### Task goal
Which lines in the data below contain the word "issuecomment"? Return each of them.

### Data listing
━━━━━━━━━━━━━━━━
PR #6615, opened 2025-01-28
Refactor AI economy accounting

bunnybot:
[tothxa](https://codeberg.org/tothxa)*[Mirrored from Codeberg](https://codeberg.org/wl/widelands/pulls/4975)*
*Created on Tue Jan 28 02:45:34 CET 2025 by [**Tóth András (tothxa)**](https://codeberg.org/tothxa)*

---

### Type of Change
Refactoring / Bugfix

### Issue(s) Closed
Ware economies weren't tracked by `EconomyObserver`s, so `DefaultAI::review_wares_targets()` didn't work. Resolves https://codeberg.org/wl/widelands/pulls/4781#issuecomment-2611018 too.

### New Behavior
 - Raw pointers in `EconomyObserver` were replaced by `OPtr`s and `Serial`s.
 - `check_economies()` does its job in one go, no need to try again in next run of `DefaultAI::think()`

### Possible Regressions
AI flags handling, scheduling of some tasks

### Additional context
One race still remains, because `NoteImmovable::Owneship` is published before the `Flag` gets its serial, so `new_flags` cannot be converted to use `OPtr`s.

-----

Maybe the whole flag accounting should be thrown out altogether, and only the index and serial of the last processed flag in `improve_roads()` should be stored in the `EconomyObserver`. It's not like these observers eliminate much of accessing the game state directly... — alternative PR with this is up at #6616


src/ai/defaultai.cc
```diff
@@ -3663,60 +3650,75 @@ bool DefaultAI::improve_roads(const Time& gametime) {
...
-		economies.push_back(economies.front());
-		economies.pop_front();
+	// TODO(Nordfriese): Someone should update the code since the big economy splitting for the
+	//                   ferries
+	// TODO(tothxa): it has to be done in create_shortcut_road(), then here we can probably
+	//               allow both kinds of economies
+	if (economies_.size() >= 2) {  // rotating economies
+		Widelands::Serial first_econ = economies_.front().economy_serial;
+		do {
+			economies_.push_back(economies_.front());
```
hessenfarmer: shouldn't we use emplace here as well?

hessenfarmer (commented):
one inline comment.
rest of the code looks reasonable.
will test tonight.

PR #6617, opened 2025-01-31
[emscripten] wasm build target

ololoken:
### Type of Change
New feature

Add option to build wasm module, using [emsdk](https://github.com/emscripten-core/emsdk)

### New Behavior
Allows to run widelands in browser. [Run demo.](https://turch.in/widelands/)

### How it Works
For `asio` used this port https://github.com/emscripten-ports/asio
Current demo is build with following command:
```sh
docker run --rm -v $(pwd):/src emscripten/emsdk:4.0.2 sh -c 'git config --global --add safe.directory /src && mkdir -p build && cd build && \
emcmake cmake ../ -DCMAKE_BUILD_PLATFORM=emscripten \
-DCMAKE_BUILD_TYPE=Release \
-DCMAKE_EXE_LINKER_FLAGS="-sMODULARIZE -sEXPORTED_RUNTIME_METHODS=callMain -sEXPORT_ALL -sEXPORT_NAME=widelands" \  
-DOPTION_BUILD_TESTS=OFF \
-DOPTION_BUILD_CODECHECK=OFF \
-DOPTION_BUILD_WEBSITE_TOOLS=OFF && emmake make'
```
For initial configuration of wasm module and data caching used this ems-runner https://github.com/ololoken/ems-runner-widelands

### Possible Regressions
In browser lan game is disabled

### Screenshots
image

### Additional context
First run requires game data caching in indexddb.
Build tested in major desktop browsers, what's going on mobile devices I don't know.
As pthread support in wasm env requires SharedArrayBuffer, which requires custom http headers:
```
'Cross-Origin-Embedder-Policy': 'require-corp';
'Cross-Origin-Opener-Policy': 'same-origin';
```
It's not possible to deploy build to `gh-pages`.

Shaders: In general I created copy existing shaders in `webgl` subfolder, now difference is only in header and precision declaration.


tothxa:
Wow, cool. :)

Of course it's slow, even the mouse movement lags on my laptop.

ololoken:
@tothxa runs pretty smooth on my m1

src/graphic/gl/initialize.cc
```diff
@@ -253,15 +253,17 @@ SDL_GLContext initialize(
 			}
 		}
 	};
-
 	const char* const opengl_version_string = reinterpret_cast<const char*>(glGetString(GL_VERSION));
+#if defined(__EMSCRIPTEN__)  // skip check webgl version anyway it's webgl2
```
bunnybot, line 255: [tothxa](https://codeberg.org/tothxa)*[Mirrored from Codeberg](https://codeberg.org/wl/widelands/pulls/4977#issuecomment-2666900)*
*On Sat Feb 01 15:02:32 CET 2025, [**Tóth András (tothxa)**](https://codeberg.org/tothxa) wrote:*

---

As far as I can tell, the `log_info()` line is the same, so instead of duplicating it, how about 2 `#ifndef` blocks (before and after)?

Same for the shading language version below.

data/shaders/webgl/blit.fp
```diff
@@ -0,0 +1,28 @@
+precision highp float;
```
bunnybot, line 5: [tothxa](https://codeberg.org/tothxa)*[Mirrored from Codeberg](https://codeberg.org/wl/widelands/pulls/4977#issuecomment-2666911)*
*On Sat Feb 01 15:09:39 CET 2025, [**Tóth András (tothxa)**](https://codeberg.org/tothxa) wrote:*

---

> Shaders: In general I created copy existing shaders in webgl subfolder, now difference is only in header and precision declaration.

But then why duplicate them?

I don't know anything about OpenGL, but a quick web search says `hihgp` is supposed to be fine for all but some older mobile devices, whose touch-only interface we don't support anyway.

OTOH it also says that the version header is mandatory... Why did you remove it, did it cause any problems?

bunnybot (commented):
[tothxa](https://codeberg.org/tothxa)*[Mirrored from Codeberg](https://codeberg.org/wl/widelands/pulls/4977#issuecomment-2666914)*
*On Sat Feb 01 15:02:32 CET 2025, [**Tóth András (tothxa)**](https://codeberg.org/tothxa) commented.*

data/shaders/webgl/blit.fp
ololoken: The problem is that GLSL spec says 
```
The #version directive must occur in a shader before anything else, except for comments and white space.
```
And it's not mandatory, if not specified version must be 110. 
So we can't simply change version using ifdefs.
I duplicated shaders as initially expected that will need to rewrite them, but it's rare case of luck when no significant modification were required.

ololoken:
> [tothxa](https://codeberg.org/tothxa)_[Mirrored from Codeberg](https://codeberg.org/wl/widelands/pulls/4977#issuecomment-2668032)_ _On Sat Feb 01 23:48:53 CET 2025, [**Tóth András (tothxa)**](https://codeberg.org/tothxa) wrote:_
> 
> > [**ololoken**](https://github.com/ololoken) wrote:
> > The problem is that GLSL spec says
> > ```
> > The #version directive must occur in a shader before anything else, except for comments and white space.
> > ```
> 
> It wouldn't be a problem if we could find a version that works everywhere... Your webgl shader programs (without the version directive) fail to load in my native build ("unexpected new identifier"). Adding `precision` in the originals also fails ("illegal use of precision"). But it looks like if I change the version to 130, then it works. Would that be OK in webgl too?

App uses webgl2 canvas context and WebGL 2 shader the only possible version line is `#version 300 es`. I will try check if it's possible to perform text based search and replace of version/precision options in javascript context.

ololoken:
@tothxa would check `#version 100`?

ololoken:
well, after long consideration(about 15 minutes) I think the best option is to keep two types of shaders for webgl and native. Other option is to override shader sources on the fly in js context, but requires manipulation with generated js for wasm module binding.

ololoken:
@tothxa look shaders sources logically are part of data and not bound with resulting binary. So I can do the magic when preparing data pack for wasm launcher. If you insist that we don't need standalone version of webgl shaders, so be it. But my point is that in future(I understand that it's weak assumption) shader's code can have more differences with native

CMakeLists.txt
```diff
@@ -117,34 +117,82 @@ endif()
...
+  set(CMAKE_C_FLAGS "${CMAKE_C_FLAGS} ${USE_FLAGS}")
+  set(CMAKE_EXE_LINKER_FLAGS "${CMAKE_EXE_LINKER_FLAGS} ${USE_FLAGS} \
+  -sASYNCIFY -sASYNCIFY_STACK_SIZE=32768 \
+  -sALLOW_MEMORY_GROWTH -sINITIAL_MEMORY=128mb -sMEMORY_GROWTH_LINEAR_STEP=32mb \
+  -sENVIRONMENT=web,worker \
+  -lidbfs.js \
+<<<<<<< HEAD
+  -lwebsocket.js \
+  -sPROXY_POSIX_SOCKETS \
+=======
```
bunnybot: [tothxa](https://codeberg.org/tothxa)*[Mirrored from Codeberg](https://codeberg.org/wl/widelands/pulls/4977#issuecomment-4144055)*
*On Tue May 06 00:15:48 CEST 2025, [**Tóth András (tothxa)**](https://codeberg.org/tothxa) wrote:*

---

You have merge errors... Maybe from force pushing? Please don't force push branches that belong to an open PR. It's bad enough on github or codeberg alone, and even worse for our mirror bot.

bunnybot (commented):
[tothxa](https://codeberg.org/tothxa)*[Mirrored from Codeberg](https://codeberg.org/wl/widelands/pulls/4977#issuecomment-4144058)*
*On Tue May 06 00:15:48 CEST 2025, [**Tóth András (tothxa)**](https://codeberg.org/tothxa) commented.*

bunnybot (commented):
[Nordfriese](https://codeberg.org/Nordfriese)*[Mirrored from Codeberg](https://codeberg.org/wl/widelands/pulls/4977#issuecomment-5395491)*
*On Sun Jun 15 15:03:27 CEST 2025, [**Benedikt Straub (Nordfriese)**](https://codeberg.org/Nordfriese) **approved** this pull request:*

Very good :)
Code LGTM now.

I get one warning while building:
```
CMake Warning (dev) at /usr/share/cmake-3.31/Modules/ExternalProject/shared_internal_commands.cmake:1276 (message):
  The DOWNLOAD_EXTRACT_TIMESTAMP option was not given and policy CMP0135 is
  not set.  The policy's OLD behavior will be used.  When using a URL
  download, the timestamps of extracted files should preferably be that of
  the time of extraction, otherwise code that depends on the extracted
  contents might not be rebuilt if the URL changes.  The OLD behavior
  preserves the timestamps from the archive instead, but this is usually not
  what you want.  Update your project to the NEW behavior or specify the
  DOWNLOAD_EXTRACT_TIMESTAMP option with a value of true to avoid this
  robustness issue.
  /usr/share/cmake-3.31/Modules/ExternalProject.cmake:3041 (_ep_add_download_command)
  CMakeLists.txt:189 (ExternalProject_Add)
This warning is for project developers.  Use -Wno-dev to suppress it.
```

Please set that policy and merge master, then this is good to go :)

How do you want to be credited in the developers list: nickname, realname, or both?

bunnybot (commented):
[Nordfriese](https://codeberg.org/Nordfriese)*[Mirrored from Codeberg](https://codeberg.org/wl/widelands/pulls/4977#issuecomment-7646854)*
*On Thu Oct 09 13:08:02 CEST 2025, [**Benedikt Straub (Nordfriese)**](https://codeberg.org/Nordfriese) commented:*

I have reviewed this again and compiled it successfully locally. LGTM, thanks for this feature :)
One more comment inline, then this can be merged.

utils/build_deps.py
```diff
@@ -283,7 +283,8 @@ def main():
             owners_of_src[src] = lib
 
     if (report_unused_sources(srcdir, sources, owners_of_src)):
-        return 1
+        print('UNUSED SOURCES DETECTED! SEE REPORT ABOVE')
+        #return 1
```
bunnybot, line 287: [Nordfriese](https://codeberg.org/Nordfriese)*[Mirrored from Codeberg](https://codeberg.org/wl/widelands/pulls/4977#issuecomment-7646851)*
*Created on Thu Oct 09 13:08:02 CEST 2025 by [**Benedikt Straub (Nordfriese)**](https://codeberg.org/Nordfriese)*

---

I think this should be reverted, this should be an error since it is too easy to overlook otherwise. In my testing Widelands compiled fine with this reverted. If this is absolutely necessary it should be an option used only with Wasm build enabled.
━━━━━━━━━━━━━━━━
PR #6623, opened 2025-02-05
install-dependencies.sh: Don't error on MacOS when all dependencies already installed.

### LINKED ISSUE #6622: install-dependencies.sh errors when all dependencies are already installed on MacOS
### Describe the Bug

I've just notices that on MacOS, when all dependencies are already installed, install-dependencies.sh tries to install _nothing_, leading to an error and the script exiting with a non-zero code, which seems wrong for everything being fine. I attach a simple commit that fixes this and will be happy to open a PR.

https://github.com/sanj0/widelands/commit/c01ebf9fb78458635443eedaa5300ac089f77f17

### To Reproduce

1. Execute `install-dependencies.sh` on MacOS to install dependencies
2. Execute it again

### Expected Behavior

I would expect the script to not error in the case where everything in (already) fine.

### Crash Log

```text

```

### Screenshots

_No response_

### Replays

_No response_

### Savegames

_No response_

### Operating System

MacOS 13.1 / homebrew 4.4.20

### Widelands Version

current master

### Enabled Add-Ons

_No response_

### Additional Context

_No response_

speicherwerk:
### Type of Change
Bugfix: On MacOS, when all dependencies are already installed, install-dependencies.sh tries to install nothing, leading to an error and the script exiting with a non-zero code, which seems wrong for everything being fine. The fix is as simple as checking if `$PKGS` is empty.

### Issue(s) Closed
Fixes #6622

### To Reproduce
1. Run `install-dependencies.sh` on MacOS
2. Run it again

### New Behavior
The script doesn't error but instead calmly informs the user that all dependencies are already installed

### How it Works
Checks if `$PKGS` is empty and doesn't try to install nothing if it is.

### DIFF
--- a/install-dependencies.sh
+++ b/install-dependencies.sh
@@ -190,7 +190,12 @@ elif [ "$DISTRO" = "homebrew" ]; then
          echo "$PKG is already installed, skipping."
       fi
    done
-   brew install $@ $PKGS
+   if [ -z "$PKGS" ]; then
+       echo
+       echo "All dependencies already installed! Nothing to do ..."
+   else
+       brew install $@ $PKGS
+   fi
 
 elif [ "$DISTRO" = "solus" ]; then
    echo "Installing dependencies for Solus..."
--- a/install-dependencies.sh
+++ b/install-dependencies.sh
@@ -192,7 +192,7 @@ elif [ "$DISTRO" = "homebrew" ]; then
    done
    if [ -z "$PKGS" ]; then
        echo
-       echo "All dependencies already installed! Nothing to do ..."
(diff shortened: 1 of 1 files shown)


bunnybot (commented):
━━━━━━━━━━━━━━━━
### Response to this exercise
Ware economies weren't tracked by `EconomyObserver`s, so `DefaultAI::review_wares_targets()` didn't work. Resolves https://codeberg.org/wl/widelands/pulls/4781#issuecomment-2611018 too.
bunnybot, line 255: [tothxa](https://codeberg.org/tothxa)*[Mirrored from Codeberg](https://codeberg.org/wl/widelands/pulls/4977#issuecomment-2666900)*
bunnybot, line 5: [tothxa](https://codeberg.org/tothxa)*[Mirrored from Codeberg](https://codeberg.org/wl/widelands/pulls/4977#issuecomment-2666911)*
[tothxa](https://codeberg.org/tothxa)*[Mirrored from Codeberg](https://codeberg.org/wl/widelands/pulls/4977#issuecomment-2666914)*
> [tothxa](https://codeberg.org/tothxa)_[Mirrored from Codeberg](https://codeberg.org/wl/widelands/pulls/4977#issuecomment-2668032)_ _On Sat Feb 01 23:48:53 CET 2025, [**Tóth András (tothxa)**](https://codeberg.org/tothxa) wrote:_
bunnybot: [tothxa](https://codeberg.org/tothxa)*[Mirrored from Codeberg](https://codeberg.org/wl/widelands/pulls/4977#issuecomment-4144055)*
[tothxa](https://codeberg.org/tothxa)*[Mirrored from Codeberg](https://codeberg.org/wl/widelands/pulls/4977#issuecomment-4144058)*
[Nordfriese](https://codeberg.org/Nordfriese)*[Mirrored from Codeberg](https://codeberg.org/wl/widelands/pulls/4977#issuecomment-5395491)*
[Nordfriese](https://codeberg.org/Nordfriese)*[Mirrored from Codeberg](https://codeberg.org/wl/widelands/pulls/4977#issuecomment-7646854)*
bunnybot, line 287: [Nordfriese](https://codeberg.org/Nordfriese)*[Mirrored from Codeberg](https://codeberg.org/wl/widelands/pulls/4977#issuecomment-7646851)*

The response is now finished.